--- Recorded information Enclosed Below ---

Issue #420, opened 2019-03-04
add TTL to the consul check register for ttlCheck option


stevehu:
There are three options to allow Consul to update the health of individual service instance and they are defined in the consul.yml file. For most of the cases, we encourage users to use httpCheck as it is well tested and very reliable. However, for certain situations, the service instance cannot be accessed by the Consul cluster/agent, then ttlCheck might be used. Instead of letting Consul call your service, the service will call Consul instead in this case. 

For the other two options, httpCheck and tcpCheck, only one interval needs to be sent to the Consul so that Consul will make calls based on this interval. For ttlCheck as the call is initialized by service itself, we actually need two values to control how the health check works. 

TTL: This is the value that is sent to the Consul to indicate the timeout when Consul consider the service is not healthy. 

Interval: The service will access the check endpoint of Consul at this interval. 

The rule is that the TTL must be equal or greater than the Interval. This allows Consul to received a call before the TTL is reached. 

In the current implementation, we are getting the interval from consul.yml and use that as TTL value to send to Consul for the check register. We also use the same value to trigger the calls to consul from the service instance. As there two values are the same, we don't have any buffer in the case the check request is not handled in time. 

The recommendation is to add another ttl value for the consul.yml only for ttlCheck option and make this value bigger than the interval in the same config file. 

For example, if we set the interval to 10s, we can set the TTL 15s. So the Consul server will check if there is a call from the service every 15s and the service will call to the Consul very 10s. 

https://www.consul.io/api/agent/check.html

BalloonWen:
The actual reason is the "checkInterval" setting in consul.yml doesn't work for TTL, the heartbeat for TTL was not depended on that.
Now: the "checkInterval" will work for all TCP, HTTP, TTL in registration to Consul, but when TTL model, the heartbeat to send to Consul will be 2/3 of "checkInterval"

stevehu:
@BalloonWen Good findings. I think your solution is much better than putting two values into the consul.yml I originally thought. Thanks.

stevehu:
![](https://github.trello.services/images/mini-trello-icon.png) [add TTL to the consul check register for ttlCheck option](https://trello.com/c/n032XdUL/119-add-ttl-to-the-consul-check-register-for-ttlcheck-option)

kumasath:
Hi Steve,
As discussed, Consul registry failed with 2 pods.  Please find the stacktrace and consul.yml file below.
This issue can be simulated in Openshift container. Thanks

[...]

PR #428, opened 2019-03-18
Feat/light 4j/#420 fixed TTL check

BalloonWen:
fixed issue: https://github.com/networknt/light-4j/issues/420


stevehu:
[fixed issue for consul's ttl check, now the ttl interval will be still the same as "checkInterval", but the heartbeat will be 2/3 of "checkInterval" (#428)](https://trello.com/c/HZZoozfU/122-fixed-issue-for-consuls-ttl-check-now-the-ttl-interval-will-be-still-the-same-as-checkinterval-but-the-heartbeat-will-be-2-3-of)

--- End of Enclosed Recorded information ---

Your assignment ::
Beginning with the first line of the listing above, print each line exactly until you have printed the line that contains "TTL: This is".

Response area ::
Issue #420, opened 2019-03-04
add TTL to the consul check register for ttlCheck option


stevehu:
There are three options to allow Consul to update the health of individual service instance and they are defined in the consul.yml file. For most of the cases, we encourage users to use httpCheck as it is well tested and very reliable. However, for certain situations, the service instance cannot be accessed by the Consul cluster/agent, then ttlCheck might be used. Instead of letting Consul call your service, the service will call Consul instead in this case. 

For the other two options, httpCheck and tcpCheck, only one interval needs to be sent to the Consul so that Consul will make calls based on this interval. For ttlCheck as the call is initialized by service itself, we actually need two values to control how the health check works. 

TTL: This is the value that is sent to the Consul to indicate the timeout when Consul consider the service is not healthy. 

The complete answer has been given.